Plasma XOR activity measurement
The assay protocol of XOR activity in humans was reported previously [26–28]. In brief, 100 μL of plasma samples (purified by Sephadex G25 resin) were mixed with a Tris buffer (pH 8.5) containing [13C2,15N2] xanthine as a substrate, NAD+, and [13C3,15N3] UA as an internal standard. The mixtures were incubated at 37°C for 90 min. Subsequently, the mixtures were mixed with 500 µL of methanol and centrifuged at 2,000 × g for 15 min at 4°C. The supernatants were transferred to new tubes and dried using a centrifugal evaporator. The residues were reconstituted with 150 μL of distilled water, filtered through an ultrafiltration membrane, and measured using LC/TQMS. LC/TQMS comprised a Nano Space SI-2 LC system (Shiseido Co., Ltd., Tokyo, Japan) and a TSQ Triple Quadrupole LC-MS system (ThermoFisher Scientific GmbH, Bremen, Germany) equipped with an ESI interface. Calibration standard samples of [13C2,15N2] UA were also measured, and the amounts of production were quantitated from the calibration curve. XOR activities were expressed in pmol/mL/h [26-28].
Other parameters
At the same time as that for the CT scan, blood samples were taken for AST, ALT, UA, fasting blood glucose, immunoreactive insulin, total cholesterol (T-Chol), high-density lipoprotein cholesterol (HDL-Chol), and TG. Serum UA levels were measured using the uricase/peroxidase technique with an autoanalyzer using UA (Pureauto S UA Sekisui Medical, Ltd., Tokyo, Japan). Height, weight, and blood pressure were also measured.

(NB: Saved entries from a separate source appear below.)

PR #402, opened 2025-11-18
Add Python 3.14 support

forsyth2:
## Summary

Important: this should be merged to `main` _after_ the production release of `zstash v1.5.0`.

Objectives:
- Add support for Python 3.14

Issue resolution:
- Equivalent of https://github.com/E3SM-Project/zppy/pull/757, https://github.com/E3SM-Project/zppy-interfaces/pull/44

## Small Change

### DIFF
--- a/zstash/extract.py
+++ b/zstash/extract.py
@@ -7,6 +7,7 @@ import heapq
 import logging
 import multiprocessing
 import os.path
+import queue
 import re
 import sqlite3
 import sys
@@ -389,12 +390,21 @@ def multiprocess_extract(
     # because we'll be in this loop until completion.
     failures: List[FilesRow] = []
     while any(p.is_alive() for p in processes):
-        while not failure_queue.empty():
-            failures.append(failure_queue.get())
+        try:
+            while True:
+                failures.append(failure_queue.get_nowait())
+        except queue.Empty:
+            pass
         time.sleep(0.01)
 
-    while not failure_queue.empty():
-        failures.append(failure_queue.get())
+    # Drain any remaining failures after all processes have exited.
+    try:
+        while True:
+            failures.append(failure_queue.get_nowait())
+    except queue.Empty:
+        pass
+
+    manager.shutdown()
 
     # Sort the failures, since they can come in at any order.
     failures.sort(key=lambda t: (t.name, t.tar, t.offset))
@@ -547,18 +557,16 @@ def extractFiles(  # noqa: C901
             # let the process know.
             # This is to synchronize the print statements.
 
-            # Wait for turn before processing this tar
             if multiprocess_worker:
-                multiprocess_worker.print_monitor.wait_turn(
-                    multiprocess_worker, files_row.tar
-                )
                 multiprocess_worker.set_curr_tar(files_row.tar)
 
-            # Use args.hpss directly
+            # Use args.hpss, falling back to config.hpss when not provided
             if args.hpss is not None:
                 hpss: str = args.hpss
+            elif config.hpss is not None:
+                hpss = config.hpss
             else:
-                raise TypeError("Invalid args.hpss={}".format(args.hpss))
+                raise TypeError("Invalid config.hpss={}".format(config.hpss))
 
             tries: int = args.retries + 1
             # Set to True to test the `--retries` option with a forced failure.
@@ -735,9 +743,9 @@ def extractFiles(  # noqa: C901
         cur.close()
         con.close()
 
-        # Add the failures to the queue.
-        # When running with multiprocessing, the function multiprocess_extract()
-        # that calls this extractFiles() function will return the failures as a list.
+    # Add the failures to the queue.
+    # When running with multiprocessing, the function multiprocess_extract()
+    # that calls this extractFiles() function will return the failures as a list.
     if multiprocess_worker:
         for f in failures:
             multiprocess_worker.failure_queue.put(f)
--- a/zstash/parallel.py
+++ b/zstash/parallel.py
@@ -38,6 +38,11 @@ class PrintMonitor(object):
         # Store the ordered list of tars
         self._tars_list: List[str] = tars_to_print
 
+        # Precomputed mapping from tar name to its position in the ordered list.
+        self._tar_to_index: Dict[str, int] = {
+            tar: i for i, tar in enumerate(tars_to_print)
+        }
+
         # Use a simple counter to track which tar we're on
         self._current_tar_index: multiprocessing.managers.ValueProxy = manager.Value(
             "i", 0
@@ -52,10 +57,9 @@ class PrintMonitor(object):
         """
         Wait until it's this worker's turn to process workers_curr_tar.
         """
-        try:
-            tar_index = self._tars_list.index(workers_curr_tar)
-        except ValueError:
-            return
+        if workers_curr_tar not in self._tar_to_index:
+            raise RuntimeError("Tar {} not in ordered list".format(workers_curr_tar))
+        tar_index = self._tar_to_index[workers_curr_tar]
 
         attempted = False
         while True:
@@ -75,10 +79,9 @@ class PrintMonitor(object):
         A worker has finished printing output for workers_curr_tar.
         Advance to the next tar in the sequence.
         """
-        try:
-            tar_index = self._tars_list.index(workers_curr_tar)
-        except ValueError:
-            return
+        if workers_curr_tar not in self._tar_to_index:
+            raise RuntimeError("Tar {} not in ordered list".format(workers_curr_tar))
+        tar_index = self._tar_to_index[workers_curr_tar]
 
         with self._lock:
             if self._current_tar_index.value == tar_index:


forsyth2:
After some testing the branch at various stages, Claude was able to generate this summary table: 

---

<html><head></head><body>

Case | Test Result | Comments on Output (Ordering)
-- | -- | --
Case 1: Base (0 commits) | ✅ PASS | Tar files extracted sequentially in correct order: 000000.tar → 000001.tar → 000002.tar → 000003.tar → 000004.tar. No ordering issues detected.
Case 2: +1 commit (Python 3.14 support) | ❌ FAIL | Fatal error during parallel extract: TypeError: cannot pickle 'sqlite3.Cursor' object. No extraction output produced. Test fails because expected file extraction messages are absent. The sqlite3 cursor cannot be serialized for multiprocessing.
Case 3: +7 commits (functionality fixes) | ❌ FAIL | Ordering violation due to "Worker waiting" debug messages. The tar order array is [0, 0, 1, 1, 2, 2, 3, 3, 4, 4, 0, 0, 0, 0, 0, 1, 2, 3, ...] instead of [0, 0, 0, 0, 0, 0, 0, 1, 1, 1, ...]. The first part [0, 0, 1, 1, 2, 2, 3, 3, 4, 4] comes from the initial non-verbose extraction output. The problem is the debug section contains DEBUG: Worker waiting for tar 000001.tar (index 1), current index is 0 which adds extra tar number mentions before tar 0 completes in the parsed output, breaking sequential ordering.
Case 4: +4 commits (major refactor) | ✅ PASS | Tar files extracted in correct sequential order with proper synchronization. All expected "Extracting" messages present. Test passes completely - both functional correctness and ordering requirements met.
Case 5: -4 commits, +1 commit (comment out "Worker waiting" line) | ❌ FAIL | Ordering still violated, but differently. Tar order is now [0, 0, 1, 1, 2, 2, 3, 3, 4, 4, 0, 0, 0, 0, 1, 1, 1, 1, 2, 2, 2, 2, ...] instead of expected [0, 0, 0, 0, 0, 0, 1, 1, 1, 1, 1, 1, ...]. Removing "Worker waiting" messages eliminated the early interleaving (no more 0, 0, 1, 1, 2, 2, 3, 3, 4, 4, 0, 0, 0, 0, 0, 1, 2, 3), but the fundamental issue remains: the first extraction block [0, 0, 1, 1, 2, 2, 3, 3, 4, 4] is still counted, followed by the debug write() calls [0, 0, 0, 0, 1, 1, 1, 1, ...], creating duplicate/interleaved counting.
Case 6: -1 commit, +1 commit (remove both "Worker waiting" and "write()" debug lines) | ❌ FAIL | Cleaner ordering violation. Tar order is [0, 0, 1, 1, 2, 2, 3, 3, 4, 4, 0, 0, 1, 1, 2, 2, 3, 3, 4, 4] instead of [0, 0, 0, 0, 1, 1, 1, 1, 2, 2, 2, 2, 3, 3, 3, 3, 4, 4, 4, 4]. Both debug message types removed, resulting in simpler pattern: first extraction produces [0, 0, 1, 1, 2, 2, 3, 3, 4, 4] (2 tar mentions per archive), second extraction also produces [0, 0, 1, 1, 2, 2, 3, 3, 4, 4] (2 tar mentions per archive). Debug section now only shows: DEBUG: Worker got turn for tar 000000.tar! and DEBUG: Set curr_tar to 000000.tar (repeated for each tar). The root cause is clear: two separate extraction runs are being counted, not interleaved debug output.


<p><strong>Key insight from Case 6</strong>: Removing all the verbose debug logging reveals the actual problem—the test is capturing output from <strong>two consecutive extraction runs</strong> (both the first <code>+ zstash extract -v --hpss=none --workers=3</code> and what appears to be a second run), and the regex is counting tar mentions from both, creating the doubled pattern.</p></body></html>

---

**Yes, the major refactor in Case 4 was necessary.**

Here's why:

**The Root Problem (revealed by Case 6):**
The test captures output from what appears to be **two extraction runs**, and `compare_tar_orders()` counts tar mentions from both runs. Each run mentions each tar file twice (e.g., `000000.tar` appears in "exists. Checking expected size" and "Opening tar archive"), resulting in the pattern `[0, 0, 1, 1, 2, 2, 3, 3, 4, 4, 0, 0, 1, 1, 2, 2, 3, 3, 4, 4]`.

**Why Cases 3, 5, and 6 all fail:**
- **Case 3**: Debug messages added MORE tar mentions to an already-broken output capture
- **Case 5**: Removed "Worker waiting" messages but still had "write()" debug messages AND the double-extraction problem
- **Case 6**: Removed all verbose debug but still had the double-extraction problem

**Why Case 4 succeeds:**
The major refactor must have fundamentally changed **how output is captured/produced** during parallel extraction. It likely:
1. Ensured only ONE extraction run's output is captured by the test, OR
2. Changed the output mechanism so that tar file mentions appear in strict sequential order even across multiple processing phases, OR
3. Modified the test infrastructure to properly isolate/reset between runs

Simply removing debug messages (Cases 5 & 6) only treated symptoms. The refactor in Case 4 addressed the architectural issue of how parallel workers coordinate their console output and/or how the test captures that output.

**Conclusion**: Yes, the major refactor was necessary because the problem wasn't just verbose logging—it was a fundamental issue with output ordering/capture in the parallel execution model.

--- 

Looking at the test file, I need to **revise my previous answer**. The test structure shows there are actually **TWO separate `zstash extract` commands run sequentially**:

1. **First run** (line 65-78): `zstash extract -v --hpss={} --workers=3` (with verbose flag)
2. **Second run** (line 80-93): `zstash extract --hpss={} --workers=3` (without verbose flag)

Both runs call `self.compare_tar_orders(output + err)` to check ordering.

**Revised Understanding:**

**The Root Problem:**
Each individual extraction run is producing output where tar files are mentioned out of order. The pattern `[0, 0, 1, 1, 2, 2, 3, 3, 4, 4]` from a single run shows that:
- Tar 0 is mentioned twice (e.g., "000000.tar exists" + "Opening tar archive 000000.tar")
- Tar 1 is mentioned twice
- Etc.

But they appear interleaved: tar 0 (twice), then tar 1 (twice), then tar 2 (twice)... instead of all tar 0 mentions grouped together.

**Why Cases 3, 5, and 6 fail:**
Looking at Case 6's output more carefully, the pattern `[0, 0, 1, 1, 2, 2, 3, 3, 4, 4, 0, 0, 1, 1, 2, 2, 3, 3, 4, 4]` is:
- **First half**: `[0, 0, 1, 1, 2, 2, 3, 3, 4, 4]` from the verbose run
- **Second half**: `[0, 0, 1, 1, 2, 2, 3, 3, 4, 4]` from the non-verbose run

Each run individually has the wrong ordering! The workers are processing tars concurrently but their output isn't properly serialized.

**Why Case 4 succeeds:**
The major refactor **was absolutely necessary** because it fixed the fundamental parallel output coordination problem. It likely implemented proper output serialization so that within each extraction run, all mentions of tar N complete before any mention of tar N+1 begins, giving the correct pattern `[0, 0, 0, 0, 1, 1, 1, 1, ...]` for each run.

**Conclusion**: Yes, the major refactor was necessary. The problem wasn't about capturing two runs—that's intentional test design. The problem was that **each individual parallel extraction run** wasn't maintaining sequential tar ordering in its output, and the refactor fixed that core parallelization/synchronization issue.

forsyth2:
It turns out that case 3 was in fact simply failing because of the added debug lines.

Two important lessons:
- Claude appears to be over-eager to engineer overly-complex solutions. Here, we see that the major refactor (case 4) turned out to be completely unnecessary. It is evidently extremely important that in AI prompts we 1) specify to change as little code as possible and 2) include any key pieces of code that are likely to be the issue (so it can focus in on that).
  - Jill has noted previously [in another PR](https://github.com/E3SM-Project/zstash/pull/411#issuecomment-3638640732) how Claude had over-engineered a solution.
  - (While Claude did note "This wasn't over-engineering" [above](https://github.com/E3SM-Project/zstash/pull/402#issuecomment-3812929929), that was because I had said in the prompt the refactor had turned out necessary. That is, it wasn't the same context window where Claude had over-engineered the original solution).
- The zstash output review tests are extremely sensitive to printed output. Simply introducing new debug lines can easily break them.
  - I can't find the discussion to link, but Tony had previously run into this when introducing debug lines.

forsyth2:
I've updated the commits. I removed the most recent 4 commits and added 2 commits: https://github.com/E3SM-Project/zstash/pull/402/commits/137c101f69566fff30a06a76cae6ac50ef343164 removes extra write lines, https://github.com/E3SM-Project/zstash/pull/402/commits/976397c47364ebcd4573e7f6bbba72dace1af5c9 fixes tar extraction (this is the same change as the 4th commit that was removed).

The Chrysalis tests are passing. Remaining action items: 
- [ ] Test on Perlmutter (once HPSS is up)
- [ ] Visually inspect code changes
- [ ] Draft a code review guide

forsyth2:
Chrysalis tests pass as well.

zstash/extract.py
```diff
@@ -479,9 +471,9 @@ def extractFiles(  # noqa: C901
     keep_files: bool,
     keep_tars: Optional[bool],
     cache: str,
-    cur: sqlite3.Cursor,
     args: argparse.Namespace,
     multiprocess_worker: Optional[parallel.ExtractWorker] = None,
+    cur: Optional[sqlite3.Cursor] = None,
```
forsyth2: ## Database Connection Fix for Parallel Workers
**Function: `extractFiles()` - signature change**
- Swapped order of `multiprocess_worker` and `cur` parameters
- Made `cur` optional (defaults to `None`)
- **Why**: Each worker process needs its own database connection. SQLite connections can't be shared across processes. When `cur=None`, each worker opens its own connection and closes it when done.

forsyth2 (commented):
Here are explanatory comments from Claude re: the PR as these 5 diffs: 
```
> git log --oneline | head -n 6
0ebd7a5 Restore comments and type annotations
f33ea80 Claude's changes to reduce over-engineering
734f200 Fixes to make Perlmutter tests pass
a54c842 Implementation changes to support Python 3.14
e315362 Add Python 3.14 support
880b9fd Optimize zstash update by using scandir (#420)
```

All tests pass on Perlmutter. I still need to check on Chrysalis, but based on previous iterations, I don't expect issues there.

---

**Summary**: The main theme is replacing complex load-balancing + synchronization with simple, predictable ordering. This eliminates deadlocks at the cost of potentially less optimal work distribution (but for most workloads, round-robin is fine).

forsyth2:
Adding context for Copilot before marking it as a reviewer: The purpose of this pull request is to support Python 3.14. In order to make all tests pass, significant implementation changes were required to the parallelism workflow. The tests cases driving this change were `tests.integration.python_tests.group_by_command.test_extract_parallel.TestExtractParallel.testExtractParallel` and `tests.integration.python_tests.group_by_command.test_extract_parallel.TestExtractParallel.testExtractParallelHPSS`. (Note that other tests failed as well, but fixes to get those passing were minimal).

All tests pass on the code as presented in this pull request now.

Things to check: 
- Is this implementation change really necessary to support Python 3.14 while keeping tests passing?
- Is the new implementation efficient enough for transferring terabytes of data? I.e., is replacing the heap method with round-robin a mistake?

forsyth2:
@tomvothecoder How did you get Copilot to author https://github.com/E3SM-Project/simboard/pull/105? Does it need to be triggered from an issue specifically? I don't see an issue linked to that PR. Is my [request above](https://github.com/E3SM-Project/zstash/pull/402#issuecomment-3937841508) in the wrong place? Too complex? All I got from Copilot was the eyes emoji.

I see @chengzhuzhang had Copilot start https://github.com/E3SM-Project/zppy/pull/779 (it looks this was done by marking it as an assignee on https://github.com/E3SM-Project/zppy/issues/756) and https://github.com/E3SM-Project/zppy/pull/780 (again, looks to be done by assignment on https://github.com/E3SM-Project/zppy/issues/626)

forsyth2:
I rebased to include [a fix](https://github.com/E3SM-Project/zstash/pull/402/commits/562c67c8c6aadeb72e1637e8e1adee97ed0e5ace) specifically linked to the actual DevOps work and not the implementation changes

forsyth2:
Note that a full explainer on parallelism in `zstash` as it exists on the `main` branch can be found at https://github.com/E3SM-Project/zstash/discussions/426

zstash/extract.py
```diff
@@ -335,46 +333,52 @@ def multiprocess_extract(
     # A min heap, of (work, worker_idx) tuples, work is the size of data
     # that worker_idx needs to work on.
     # We can efficiently get the worker with the least amount of work.
-    work_to_workers: List[Tuple[int, int]] = [(0, i) for i in range(num_workers)]
-    heapq.heapify(workers_to_tars)
+    work_to_workers: List[Tuple[float, int]] = [(0.0, i) for i in range(num_workers)]
+    heapq.heapify(work_to_workers)
```
forsyth2: This was apparently a mistake that was fixed in this PR (see #426). That is, it should have always been `work_to_workers` here, despite that line being added over 6 years ago.

forsyth2:
@copilot Please address all the comments from the code review agent unless I've specifically noted it as an unnecessary change.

Type 2 diabetes was diagnosed based on results showing fasting plasma glucose ≥126 mg/dL, causal plasma glucose ≥200 mg/dL, or 2-h plasma glucose ≥200 mg/dl during a 75-g oral glucose tolerance test, or previous therapy for diabetes [53]. Hypertension was defined as systolic blood pressure ≥140 mmHg, diastolic blood pressure ≥90 mmHg, or taking treatment for hypertension. We defined dyslipidemia as the presence of LDL-C ≥140 mg/dL, HDL-C ≤40 mg/dL, TG level ≥150 mg/dL, or taking treatment for dyslipidemia.
Statistical analysis
The results were presented as median (interquartile range), unless otherwise stated. We used the Jonckheere-Terpstra test to compare the trend of data between three or more groups. The Cochran–Armitage test was used for the trend of the ratio between three or more groups.
Hepatic steatosis was graded as follows: with hepatic steatosis (L/S ratio <1.1) [11, 12], without hepatic steatosis (L/S ratio >1.296), and intermediate (L/S ratio = 1.1–1.296) [11]. In model 1, an ordinal logistic regression analysis was performed with L/S ratio as the objective variable and serum UA levels, plasma XOR activity, and HOMA-R as explanatory variables. In Model 2, BMI was added as an explanatory variable. In Model 3, we used an ordinal logistic regression analysis, and the L/S ratio was used as the objective variable; UA, XOR activity, and the HOMA-R were used as the explanatory variables, adjusted for age, gender, and components for Japanese diagnostic criteria of metabolic syndrome (AC, blood pressure, plasma glucose, HDL, and TG). Furthermore, HSI >36.0 were defined as high values [13], and logistic regression analyses was performed with HSI as the objective variables and UA, XOR, and HOMA-R as explanatory variables.
Statistical analyses were conducted using the BellCurve software version 2.15 (Social Survey Research Information Co., Ltd., Tokyo, Japan), with P <0.05 indicating statistical significance.